*** Available records ***

Issue #703, opened 2026-07-06
Different results using different number of threads


roninsightrx:
I'm getting different results when using 4 threads vs 15 threads, for a a model that I'm running with FOCEI. Getting lower OFV with 15 threads.

Issue #367, opened 2026-06-15
epic(estimation): NONMEM-class analytic outer gradient — bundle inner-loop, AD, and optimizer-default work


hiddevandebeek:
## North star

A **NONMEM-class FOCE/FOCEI estimator whose outer (population) gradient is analytic — not finite-differenced** — fast enough and reproducible enough to be the default optimizer everywhere. This epic bundles the inner-loop, outer-gradient, AD-strategy, and optimizer-default threads that all serve that one goal, and sequences them.

## Blueprint: Almquist, Leander & Jirstrand 2015 (JPKPD)

*"Using sensitivity equations for computing gradients of the FOCE and FOCEI approximations to the population likelihood"* — [PMC4432110](https://pmc.ncbi.nlm.nih.gov/articles/PMC4432110/). This paper is the reference design for the whole program. Key results, mapped to ferx:

**The exact FOCE/FOCEI outer gradient (their Eq. 23):**
```
d logL_F/dθ_m = Σ_i [ ∂l_i/∂θ_m|_η̂ + ½ η̂ᵀΩ⁻¹(∂Ω/∂θ_m)Ω⁻¹η̂ − ½ tr(Ω⁻¹ ∂Ω/∂θ_m) ]
                − ½ Σ_i tr( H_i⁻¹(η̂) · dH_i(η̂)/dθ_m )
```
splits into two pieces, and the split is the plan:

1. **Data-likelihood term — `dη̂/dθ` cancels (Eq. 27).** Because `∂l_i/∂η = 0` at the inner optimum, the implicit `(∂l_i/∂η)(dη̂/dθ)` term vanishes; this dominant part of the outer gradient is **exact with η̂ held fixed**. → This is precisely ferx's current fixed-EBE gradient. The paper proves that's correct, not an approximation.
2. **`log|H|` Hessian-determinant term — `dη̂/dθ` does NOT cancel.** `dH_i(η̂)/dθ` needs the EBE response explicitly (Eq. 46):
   ```
   dη̂/dθ = −(d²l_i/dη²)⁻¹ · (d²l_i/dη∂θ)
   ```
   i.e. **second-order sensitivities** (`d²x/dη²`, `d²x/dη∂θ`).

[...]

PR #917, opened 2026-07-22
test(iov): assert bit-identical OFV for DSL-vs-column occasion fit

TeunP:
## Why

`test_iov_occasion_dsl_matches_column_fit` was reported flaky under heavy CPU load: the `(r_col.ofv - r_dsl.ofv).abs() < 1e-6` assertion failed once in a full parallel `cargo test --lib` run, while passing in isolation and on a re-run. The working hypothesis was rayon work-steal reduction-order non-determinism amplified by derivative-free BOBYQA.

Investigation showed the premise no longer holds:
- The FOCE OFV reduction is **already order-stable** — `foce_population_nll{,_iov}` collect per-subject NLLs into an ordered `Vec` then sum serially (#703), so it is thread-count-independent.
- The inner EBE loop (`run_inner_loop_warm`) is order-preserving, and `find_ebe` keys on occasion **structure** (group indices via `split_obs_by_occasion`'s first-appearance order), not label values.
- So the two fits — occasions from `iov_column` `{1,2}` vs the `time(3.5)` DSL rule `{0,1}`, identical partition — are **bit-identical**, not merely close.

Measured: `diff = 0.0` (both OFVs `0x4062a9f411bee591`) across **145 fits** — 25 reps x {1, 8} threads, plus **120/120 under 12-hog CPU load**. The reported failure did not reproduce on current code (likely a stale pre-#703 binary or a misattribution). The `< 1e-6` tolerance was comparing two values that are exactly equal, and loosening it is the one change that would let a *real* future divergence pass silently.

## What changed

Replaced the tolerance assertion with exact bit-equality plus a finite guard:

```rust
assert!(r_col.ofv.is_finite() && r_dsl.ofv.is_finite(), …);
assert_eq!(r_col.ofv.to_bits(), r_dsl.ofv.to_bits(), …);
```

Added a comment explaining why exact equality is correct here and instructing maintainers **not** to loosen it (a failure would mean a real regression — broken partition equivalence or nondeterminism leaking into estimation). No production code touched; the fit result itself is unchanged.

## Alternatives considered

- **Loosen tolerance to ~1e-3** (the originally-proposed fix): rejected — weakens a guarantee that holds exactly (`diff = 0.0`); a genuine col!=dsl regression up to ~1e-3 would pass silently.
- **Make the per-subject reduction order-stable** (the other proposed fix): already implemented in #703 — nothing left to do.
- **Assert partition equivalence directly instead of via two full fits**: redundant — the derivation is already unit-tested (`apply_iov_occasion_*` tests) and the end-to-end numeric equivalence is a stronger, still-non-flaky claim.

## Cross-repo dependency

## Breaking changes
- [x] None

## Numerical validation
- [x] Not applicable (test-only; the fit and its OFV are unchanged — this only tightens how the test compares two already-computed OFVs)

Determinism evidence: `diff = 0.0` across 145 fits (25 reps x {1,8} threads; 120/120 under 12-hog CPU load).

## Performance
- [x] No significant impact expected (test-only)

## Tests
- [x] The modified test **is** the regression guard — it now fails on any real col/dsl divergence instead of only on a >1e-6 one. `cargo test --lib --features ci api::iov_integration::test_iov_occasion_dsl_matches_column_fit` passes.
- [x] No new test file needed (this hardens an existing one)

- [x] Not applicable (internal test change, no API surface)

## Docs
- [x] No user-visible change; no `CHANGELOG.md` entry (test-only, per CLAUDE.md)

## Checklist
- [ ] `cargo clippy` clean — **not run** (trivial `to_bits`/`assert_eq!` edit; rustfmt `--check` clean, target test green)
- [x] `Dual2` sensitivity path — N/A (test-only, not gradient-reachable)
- [x] `Cargo.toml` version bump — N/A (non-breaking)

## Reviewer hints

The one judgment call: is exact bit-equality too strict? Argument that it is not — col and dsl run **in the same process on the same CPU in the same build**, so any libm/FMA quirk hits both identically; the assert compares them *to each other*, never to a golden constant, so it is platform-robust (holds on x86 CI and arm64/Rosetta dev alike). It can only fail on (a) a partition-derivation regression or (b) nondeterminism entering estimation — both real bugs. Full rationale is in the added code comment and the commit body.

## Open questions

- Was the original 2026-07-22 failure on a pre-#703 binary? I could not reproduce it on current `main`; treating it as resolved-unreproducible. Shout if you want a tracking issue instead.

### DIFF
--- a/src/api/tests/iov_integration.rs
+++ b/src/api/tests/iov_integration.rs
@@ -694,9 +694,41 @@ fn test_iov_occasion_dsl_matches_column_fit() {
         r_dsl.ofv,
         r_col.ofv,
     );
+    // The same bit-identity thesis extends to the per-occasion kappa EBEs: same
+    // subject data, same theta/Omega trajectory, same first-occ->g0/second-occ->g1
+    // group map, so every kappa component must match bit-for-bit. This is a
+    // *stricter* guard than the OFV check — a summed OFV can round-trip to the
+    // same bits while a per-kappa ULP diverges — so pin it exactly too.
     assert_eq!(r_col.ebe_kappas.len(), r_dsl.ebe_kappas.len());
-    for (a, b) in r_col.ebe_kappas.iter().zip(&r_dsl.ebe_kappas) {
-        assert_eq!(a.len(), b.len(), "same number of occasions per subject");
+    for (subj, (a, b)) in r_col.ebe_kappas.iter().zip(&r_dsl.ebe_kappas).enumerate() {
+        assert_eq!(
+            a.len(),
+            b.len(),
+            "subject {} must have the same number of occasions",
+            subj,
+        );
+        for (k, (ka, kb)) in a.iter().zip(b).enumerate() {
+            assert_eq!(
+                ka.len(),
+                kb.len(),
+                "subject {} occasion {} must have the same kappa dimension",
+                subj,
+                k,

***

Aim of the exercise
Restate the listing word for word, but only from its first line through the line with "1. **Data-likelihood term", keeping both end lines.

Written solution
Issue #703, opened 2026-07-06
Different results using different number of threads


roninsightrx:
I'm getting different results when using 4 threads vs 15 threads, for a a model that I'm running with FOCEI. Getting lower OFV with 15 threads.

Issue #367, opened 2026-06-15
epic(estimation): NONMEM-class analytic outer gradient — bundle inner-loop, AD, and optimizer-default work


hiddevandebeek:
## North star

A **NONMEM-class FOCE/FOCEI estimator whose outer (population) gradient is analytic — not finite-differenced** — fast enough and reproducible enough to be the default optimizer everywhere. This epic bundles the inner-loop, outer-gradient, AD-strategy, and optimizer-default threads that all serve that one goal, and sequences them.

## Blueprint: Almquist, Leander & Jirstrand 2015 (JPKPD)

*"Using sensitivity equations for computing gradients of the FOCE and FOCEI approximations to the population likelihood"* — [PMC4432110](https://pmc.ncbi.nlm.nih.gov/articles/PMC4432110/). This paper is the reference design for the whole program. Key results, mapped to ferx:

**The exact FOCE/FOCEI outer gradient (their Eq. 23):**
```
d logL_F/dθ_m = Σ_i [ ∂l_i/∂θ_m|_η̂ + ½ η̂ᵀΩ⁻¹(∂Ω/∂θ_m)Ω⁻¹η̂ − ½ tr(Ω⁻¹ ∂Ω/∂θ_m) ]
                − ½ Σ_i tr( H_i⁻¹(η̂) · dH_i(η̂)/dθ_m )
```
splits into two pieces, and the split is the plan:

1. **Data-likelihood term — `dη̂/dθ` cancels (Eq. 27).** Because `∂l_i/∂η = 0` at the inner optimum, the implicit `(∂l_i/∂η)(dη̂/dθ)` term vanishes; this dominant part of the outer gradient is **exact with η̂ held fixed**. → This is precisely ferx's current fixed-EBE gradient. The paper proves that's correct, not an approximation.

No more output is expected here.